Bad Hersfeld - Neun Schüler sind beim Brand eines Reisebusses auf der Autobahn 4 (Bad Hersfeld-Erfurt) am Donnerstag verletzt worden. Der Fahrer und 26 Fahrgäste hätten sich aus dem brennenden Bus retten können.

Auf der Rückfahrt aus Spanien ist ein mit Schülern aus Thüringen besetzter Reisebus am Donnerstag in Osthessen völlig ausgebrannt. Neun der insgesamt 26 Gymnasiasten aus Gotha im Alter zwischen 18 und 20 Jahren wurden bei dem Zwischenfall auf der Autobahn 4 zum Teil schwer verletzt. Sie entkamen zwar ebenso wie die beiden Busfahrer rechtzeitig den Flammen. Vor allem beim Sprung vom Dach des Doppeldecker-Busses zogen sich aber drei Schüler schwere und sechs leichtere Verletzungen zu.

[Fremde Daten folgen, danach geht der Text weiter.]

PR #97871, opened 2026-08-29
fix(desktop): surface Tailscale SSH browser checks

### LINKED ISSUE #97867: [Bug]: Desktop hides Tailscale SSH browser checks behind a generic timeout
## Bug Description

Hermes Desktop hides a Tailscale SSH interactive browser check behind a generic SSH timeout.

Desktop correctly launches SSH non-interactively with `BatchMode=yes`. When a tailnet SSH policy requires a fresh browser check, Tailscale writes an actionable challenge to stderr and waits:

```text
# Tailscale SSH requires an additional check.
# To authenticate, visit: [ONE-TIME URL REDACTED]
```

After the connection timeout, Desktop reports only that the SSH operation timed out. The user cannot tell this apart from a half-open connection, slow host, firewall, or dead SSH service.

## Steps to Reproduce

1. Configure Tailscale SSH with a `check` rule whose check period has expired.
2. Confirm that an interactive `ssh user@host true` prints the Tailscale browser-check prompt and waits for the check to complete.
3. Add the same host through Hermes Desktop's **Connect via SSH** mode.
4. Test or select the connection without first completing the check in Terminal.
5. Wait for Desktop's SSH connection timeout.

## Expected Behavior

Desktop should identify the Tailscale interactive check and explain that managed SSH is non-interactive. It should tell the user to run `ssh user@host true` in Terminal, complete the browser check, and retry.

The one-time Tailscale authentication URL must not be copied into Desktop errors or lifecycle logs.

## Actual Behavior

Desktop reports the generic timeout message:

```text
SSH operation to user@host timed out. The connection may be half-open (e.g. after sleep); reconnecting.
```

## Affected Component

Hermes Desktop, managed SSH transport.

## Environment

- Client: Hermes Desktop on macOS, Apple Silicon
- Desktop/backend version observed: v0.20.6 (+1)
- Source reproduction: current `main` at `9d9f44d63826b18503f44c754e48e1f4f83b3a6e`
- Remote: Linux over Tailscale SSH

## Debug Report

Not attached because the raw Desktop and SSH logs contain private host, path, and one-time authentication data. The exact relevant stderr is sanitized above. The failure was also reproduced in a focused `ssh-connection` regression test.

## Root Cause Analysis

`apps/desktop/electron/ssh-connection.ts` accumulates child stderr inside `runSsh()`, but the timeout path rejects with a new `SSH_ERROR.TIMEOUT` error that does not preserve even a classified form of that stderr. `SshConnection._fail()` then immediately converts every timeout to `SSH_ERROR.TIMEOUT`, so `classifySshError()` never sees the Tailscale challenge.

This is distinct from:

- #96742 / #96914, which cover v1-to-v2 SSH registry migration;
- #88994 and its open fixes, which cover local-to-remote profile-name mapping;
- #96047, which evicts a wedged ControlMaster after an exec timeout;
- #97392, which extends backend-ready timeouts for slow hosts.

Searches across open, closed, and merged issues/PRs found no existing report for preserving and safely classifying the Tailscale browser-check challenge.

## Proposed Fix

1. Add a dedicated SSH error classification for a Tailscale interactive browser check.
2. On timeout, preserve only the classified stderr kind on the internal timeout error, not the raw one-time URL.
3. Let `_fail()` prefer that safe interactive-auth classification over the generic timeout.
4. Return actionable Terminal pre-authentication guidance without exposing the challenge URL.
5. Add a regression test where the SSH child emits the Tailscale challenge and remains open until the hard timeout.

## PR

I have a focused patch and regression test in progress and will link the PR here.

arcabotai:
## What does this PR do?

Hermes Desktop now recognizes when Tailscale SSH is waiting for an interactive browser check instead of reporting the wait as a generic half-open connection timeout.

The timeout path keeps only a safe classification of buffered SSH stderr. It does not retain or surface Tailscale's one-time authentication URL. Desktop tells the user to complete the check from Terminal and retry.

This is deliberately narrower than changing timeout lengths or SSH lifecycle behavior. Generic timeouts still use the existing half-open connection message.

## Related Issue

Fixes #97867

## Type of Change

- [ ] 🔒 Security fix
- [ ] 📝 Documentation update

## Changes Made

- `apps/desktop/electron/ssh-connection.ts`
  - classifies Tailscale SSH browser-check output as interactive authentication;
  - carries only that classification across the hard-timeout boundary;
  - returns safe, actionable Terminal pre-authentication guidance.
- `apps/desktop/electron/ssh-connection.test.ts`
  - lets hanging fake SSH children emit stderr before timeout;
  - reproduces the Tailscale challenge and verifies the one-time URL never reaches the user-facing error.

## How to Test

1. Run `cd apps/desktop && npx vitest run --project electron electron/ssh-connection.test.ts`.
2. Confirm the Tailscale regression reports `interactive-auth`, includes `ssh user@host true` guidance, and excludes `login.tailscale.com` plus the one-time URL token.
3. Run `npx prettier --check electron/ssh-connection.ts electron/ssh-connection.test.ts`, ESLint on both files, `npx tsc -p tsconfig.electron.json --noEmit`, and the full Electron Vitest project.

### Code

- [ ] I've run `pytest tests/ -q` and all tests pass - N/A, this is isolated TypeScript/Electron code
- [x] I've tested on my platform: Linux contract tests; the original failure was observed on macOS Apple Silicon

- [x] I've updated relevant documentation (README, `docs/`, docstrings) - N/A, no public configuration or workflow changed

## Verification

Blaxel Linux microVM, Node `v22.22.1`, npm `10.9.8`:

- RED: focused suite reproduced the bug with exactly one expected failure (`timeout` instead of `interactive-auth`).
- GREEN: focused Desktop SSH suite **68 passed**.
- `prettier --check`: passed.
- ESLint on the two changed files with `--max-warnings=0`: passed.
- Electron TypeScript typecheck: passed.
- An exploratory broader Electron run passed 1,929 tests and skipped 6. Four tests and two suites could not run because the slim worker intentionally omitted Python and Electron's postinstall binary. Those failures were outside `ssh-connection` and were classified as worker-prerequisite failures, not patch regressions.
- Live patched macOS artifact was not rebuilt. The real failure was observed there; the fix is verified at the process/error-contract boundary.

## Provenance

Prepared by Cad, an AI agent, under Luis Felipe Abarca's direction. The `arcabotai` contributor identity is human-stewarded by Luis Felipe, who authorized this issue and pull-request submission. Public background and project context: [felirami.com](https://felirami.com), [arcabot.ai](https://arcabot.ai), and [arca.computer](https://arca.computer).

### DIFF
--- a/apps/desktop/electron/ssh-connection.test.ts
+++ b/apps/desktop/electron/ssh-connection.test.ts
@@ -221,6 +221,16 @@ function fakeChild({ code = 0, stdout = '', stderr = '', errorEvent = null, hang
   }
 
   if (hang) {
+    process.nextTick(() => {
+      if (stdout) {
+        child.stdout.emit('data', Buffer.from(stdout))
+      }
+
+      if (stderr) {
+        child.stderr.emit('data', Buffer.from(stderr))
+      }
+    })
+
     return child // never emits close → drives the timeout path
   }
 
@@ -413,6 +423,35 @@ test('open() surfaces a classified auth error', async () => {
     (err: any) => {
       assert.equal(err.kind, SSH_ERROR.AUTH_FAILED)
       assert.match(err.message, /ssh-agent|ssh-add/)
+
+      return true
+    }
+  )
+})
+
+test('open() turns a Tailscale browser-check timeout into safe interactive-auth guidance', async () => {
+  const checkUrl = 'https://login.tailscale.com/a/example-one-time-check'
+
+  const spawnFn = scriptedSpawn(args => {
+    if (args.includes('check')) {
+      return { code: 255 }
+    }
+
+    return {
+      hang: true,
+      stderr: `# Tailscale SSH requires an additional check.\n# To authenticate, visit: ${checkUrl}\n`
+    }
+  })
+
+  const conn = new SshConnection({ host: 'box', user: 'me' }, { spawnFn, controlDir: '/tmp/d', connectTimeoutMs: 20 })
+
+  await assert.rejects(
+    () => conn.open(),
+    (err: any) => {
+      assert.equal(err.kind, SSH_ERROR.INTERACTIVE_AUTH)
+      assert.match(err.message, /Tailscale SSH requires an interactive browser check/)
+      assert.match(err.message, /ssh me@box true/)
+      assert.doesNotMatch(err.message, /login\.tailscale\.com|example-one-time-check/)
 
       return true
     }
--- a/apps/desktop/electron/ssh-connection.ts
+++ b/apps/desktop/electron/ssh-connection.ts
@@ -324,6 +324,7 @@ function forwardSpec(localPort, remotePort, remoteHost = '127.0.0.1') {
 const SSH_ERROR = {
   UNREACHABLE: 'unreachable',
   AUTH_FAILED: 'auth-failed',
+  INTERACTIVE_AUTH: 'interactive-auth',
   HOST_KEY_CHANGED: 'host-key-changed',
   TIMEOUT: 'timeout',
   UNKNOWN: 'unknown'
@@ -340,6 +341,12 @@ function classifySshError(stderr) {
     )
   ) {
     return SSH_ERROR.HOST_KEY_CHANGED
+  }
+
+  if (
+    /Tailscale SSH requires an additional check|To authenticate, visit:\s*https:\/\/login\.tailscale\.com\//i.test(text)
+  ) {
+    return SSH_ERROR.INTERACTIVE_AUTH
   }
 
   if (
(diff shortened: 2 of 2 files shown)


Enough1122:

**fix(desktop): surface Tailscale SSH browser checks**

Good, security-conscious change. Detecting the Tailscale "additional check" stderr and mapping it to a new `INTERACTIVE_AUTH` error kind, then emitting non-interactive guidance (`ssh <host> true`, complete the browser check, retry) is the right UX. The one-time URL is deliberately kept out of the surfaced message (the test asserts `doesNotMatch` against `login.tailscale.com`), and `stderrKind` carries only the classification through the timeout path — properly defensive about leaking a one-time auth URL through Desktop errors or lifecycle logs.

Non-blocking observations:

1. **Classification is only consulted on the timeout path.** The `stderrKind` → `INTERACTIVE_AUTH` mapping is applied inside the `if (stderrOrErr.kind === SSH_ERROR.TIMEOUT)` branch. If `ssh` exits *quickly* (non-zero, e.g. code 255) carrying the same Tailscale "additional check" stderr rather than hanging until the timeout, the guidance won't surface. Consider classifying the immediate-exit path too, or adding a test for a fast exit with that stderr.

2. **Regex requires the https scheme and exact host.** `/To authenticate, visit:\s*https:\/\/login\.tailscale\.com\//` won't match if Tailscale ever varies the scheme or host. Low risk (the message is currently fixed), but a looser match (e.g., the "requires an additional check" line alone) would be more robust.

3. **`classifySshError` now runs on every timeout.** Setting `err.stderrKind = classifySshError(stderr)` on every timeout is negligible cost, but worth noting it's a regex pass added to an already-error path. Fine.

Die Ursache des Brandes, dem kein Unfall vorausgegangen war, wird noch untersucht. Als wahrscheinlich gilt ein technischer Defekt. Der Bus selbst kam aus dem Alb-Donau-Kreis und fuhr auf der A4 in Richtung Osten, als er gegen 10.15 Uhr etwa 600 Meter vor der Autobahnabfahrt Obersuhl in Brand geriet. Der Fahrer bemerkte das Feuer rechtzeitig, steuerte das Fahrzeug nach rechts und brachte es dort zum Stehen. Ein Teil der Insassen konnte im unteren Fahrzeugteil noch normal durch die Tür aussteigen, die im Oberdeck schlugen die Scheiben ein und verließen den Bus über das Dach. Teilweise erlitten sie Verletzungen durch den Sprung vom Dach des Doppeldeckerbusses, teils durch umherfliegende oder heruntergefallene Glassplitter.

Autobahn vorerst nur einspurig befahrbar

Einer der drei Schwerverletzten musste mit dem Rettungshubschrauber in ein Krankenhaus nach Eisenach gebracht werden, die anderen beiden wurden mit dem Rettungswagen abtransportiert. Für die sechs Leichtverletzten, die Schnittwunden durch die Glasteile davontrugen, und auch die übrigen Fahrgäste richtete das Rote Kreuz in Wildeck-Obersuhl eine Sammelstelle ein, wo sie zunächst versorgt und später von einem Ersatzbus abgeholt wurden.

Die Staatsanwaltschaft setzte einen Sachverständigen ein, der noch an Ort und Stelle mit den Ermittlungen zur Brandursache begann. Das Wrack des ausgebrannten Busses konnte daher zunächst nicht geborgen werden. Der betroffene Autobahnabschnitt zwischen Wildeck-Hönebach und Obersuhl blieb nach dem Unfall stundenlang auf etwa sechs Kilometern beidseitig gesperrt. Erst am späten Nachmittag begann ein Bergungsunternehmen mit der Demontage des Reisebusses und der Vorbereitung seines Abtransports, danach konnte am frühen Abend eine Fahrspur wieder freigegeben werden. Zur Wiederherstellung der Straße muss die andere noch mindestens einen Tag gesperrt bleiben. Der Sachschaden wurde auf rund 150.000 Euro beziffert.